A Câmara aprovou o PL Antifacção e enviou o texto para sanção presidencial. A proposta endurece penas e cria novos tipos penais contra o crime organizado. Ficou de fora a taxação das bets, que poderia destinar bilhões à segurança pública.
O QUE ACONTECEU
A Câmara dos Deputados aprovou, na terça-feira (24), o chamado PL Antifacção, proposta enviada pelo governo do presidente Luiz Inácio Lula da Silva com o objetivo de endurecer o enfrentamento ao crime organizado. O texto segue agora para sanção presidencial e deve se tornar o novo marco legal de combate às facções no país.
A tramitação foi marcada por idas e vindas entre Câmara e Senado. Após sofrer alterações substanciais no Senado, o projeto retornou à Câmara, onde parte significativa da redação anteriormente aprovada pelos deputados foi restabelecida, com manutenção de apenas ajustes pontuais, como mudanças de técnica legislativa, prazos processuais e calibragem de penas.
Um dos pontos centrais do debate foi a retirada da chamada Cide-Bets, contribuição que previa a taxação de 15% sobre casas de apostas esportivas. A medida poderia gerar cerca de R$ 30 bilhões anuais para financiar políticas de segurança pública e o sistema prisional. Com a exclusão do dispositivo, o texto aprovado deixou de criar uma nova fonte permanente de financiamento para o setor, mantendo o projeto restrito às mudanças penais e processuais.

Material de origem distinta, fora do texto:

PR #248, opened 2025-01-09
Support icu provided by Windows

paperchalice:
Windows provided `icu.lib` since [Windows 10 Version 1903](https://learn.microsoft.com/en-us/windows/win32/intl/international-components-for-unicode--icu-#version-1903-may-2019-update).

### DIFF
--- a/meson.build
+++ b/meson.build
@@ -15,6 +15,7 @@ notfound = dependency('', required : false)
 libidn2_dep = notfound
 libicu_dep = notfound
 libicucore_dep = notfound
+libicu_win_dep = notfound
 libidn_dep = notfound
 libunistring = notfound
 networking_deps = notfound
@@ -30,6 +31,17 @@ if enable_runtime == 'libicucore' or (host_machine.system() == 'darwin' and enab
     endif
   elif enable_runtime == 'libicucore'
     error('You requested libicucore but it is not available.')
+  endif
+endif
+
+if enable_runtime == 'libicu-win' or (host_machine.system() == 'windows' and enable_runtime == 'auto')
+  libicu_win_dep = cc.find_library('icu', has_headers : ['icu.h'], required: false)
+  if libicu_win_dep.found()
+    if enable_runtime == 'auto'
+      enable_runtime = 'libicu-win'
+    endif
+  elif enable_runtime == 'libicu-win'
+    error('You requested libicu-win but it is not available.')
   endif
 endif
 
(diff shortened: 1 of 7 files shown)


meson.build
```diff
@@ -40,10 +41,16 @@ if ['libidn2', 'auto'].contains(enable_runtime)
...
   libicu_dep = dependency('icu-uc', 'ICU',
                           components: 'uc',
                           required : false)
-  if libicu_dep.found()
+  if libicu_win_dep.found()
+    libicu_dep = libicu_win_dep
+    if enable_runtime == 'auto'
+      enable_runtime = 'libicu'
+    endif
+  elif libicu_dep.found()
```
paperchalice, line 53: Should there be an option here to force the use of external icu?

eli-schwartz: I'd say yes, since otherwise it sounds unpredictable to assume the resulting build will work. e.g you provide static ICU libraries in your build environment, upgrade your libpsl clone, and suddenly it starts linking to a different DLL shipped with only certain versions of Windows, so application distribution to older Windows systems breaks.

(Why can't Windows just ship actual forreal ICU...)

meson.build
```diff
@@ -57,6 +58,16 @@ if ['libicu', 'auto'].contains(enable_runtime)
   endif
 endif
 
+if ['libicu-win', 'auto'].contains(enable_runtime)
+  libicu_win_dep = cc.find_library('icu', required: false)
```
eli-schwartz, line 62: Please also skip this for "auto" when the host machine isn't Windows, as it can't be found anyway. Result: configuring on Linux or macOS or BSD with runtime == auto is a bit faster due to running one less check.

rockdaboot:
@paperchalice Sorry for the delay.
Was this done/working?
Can you rebase and see if you can extend the .github workflow for testing a windows build using icu?

paperchalice:
> @paperchalice Sorry for the delay. Was this done/working? Can you rebase and see if you can extend the .github workflow for testing a windows build using icu?

Windows workflow support is free, and it needs approval...

paperchalice:
> @paperchalice Sorry for the delay. Was this done/working? Can you rebase and see if you can extend the .github workflow for testing a windows build using icu?

Windows environment currently uses the mingw-w64 toolchain from strawberry perl, is this expected behavior?

eli-schwartz:
Most likely not. The Strawberry Perl install is a Frankensteined environment that isn't compatible with real mingw *or* with Microsoft libraries. Strawberry Perl absolutely refuses to stop installing their footgun to %PATH% even though it breaks many things, and GitHub installs Strawberry Perl so that you can run Perl scripts with perl.exe.

I'd say using `--vsenv` is the right move here indeed.

Note: meson can automatically search for a VS toolchain. The issue is that normally if you have gcc.exe or clang.exe on PATH, meson assumes you did that for a reason and skips activating VS. The `--vsenv` flag says "actually, regardless of what's in PATH I definitely want to activate VS".

eli-schwartz:
There are also dedicated actions which can set up vcvars for later steps, but given meson can handle it internally it may not be worth adding more external dependencies.

rockdaboot:
@eli-schwartz Is there anything blocking that prevents merging this PR? For me it lgtm, but I am neither a windows nor a meson expert.

Asking because I am about to draft a new release. The options for me are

No mérito, o PL cria o crime de domínio social estruturado, voltado a organizações que exercem controle territorial ou social mediante violência, ameaça ou coação, com penas que podem chegar a 40 anos de prisão. Também tipifica o favorecimento a essas estruturas criminosas, amplia o conceito de facção criminosa e estabelece regras mais rígidas para o cumprimento de pena por lideranças, incluindo permanência em presídios federais de segurança máxima.
O texto disciplina ainda a destinação de bens e valores apreendidos, determinando que recursos oriundos de investigações estaduais sejam direcionados a fundos estaduais de segurança pública, enquanto aqueles vinculados a investigações federais sejam encaminhados ao Fundo Nacional de Segurança Pública. Em casos de atuação conjunta, a divisão será proporcional entre os órgãos envolvidos.
Com a aprovação, o governo consolida um novo arcabouço jurídico para repressão às facções, embora o debate sobre a tributação das apostas esportivas deva retornar em futuras propostas legislativas.
Principais pontos do PL Antifacção aprovado
Entre as medidas incluídas no texto aprovado pela Câmara estão:
Criação do crime de domínio social estruturado, voltado a punir grupos criminosos que exercem controle territorial ou social, com penas que podem chegar a 40 anos de prisão.
Tipificação do crime de favorecimento ao domínio social estruturado, com penas de 12 a 20 anos.
Definição ampliada de facção criminosa, incluindo grupos que utilizam violência, ameaça ou coação para controlar territórios ou intimidar populações e autoridades.
Possibilidade de apreensão de bens de investigados ligados a organizações criminosas em determinadas circunstâncias.
Regras para destinação de recursos obtidos em investigações, divididos entre fundos estaduais e o Fundo Nacional de Segurança Pública.
Obrigatoriedade de cumprimento de pena em presídios federais de segurança máxima para lideranças ou integrantes do núcleo de comando de organizações criminosas.
Restrições a benefícios penais para condenados por esses crimes, como limitações a anistia, graça, indulto e liberdade condicional.
Corte de benefícios como auxílio-reclusão para condenados pelos crimes previstos na proposta.
Redução de pena para quem praticar apenas atos preparatórios ligados às condutas tipificadas.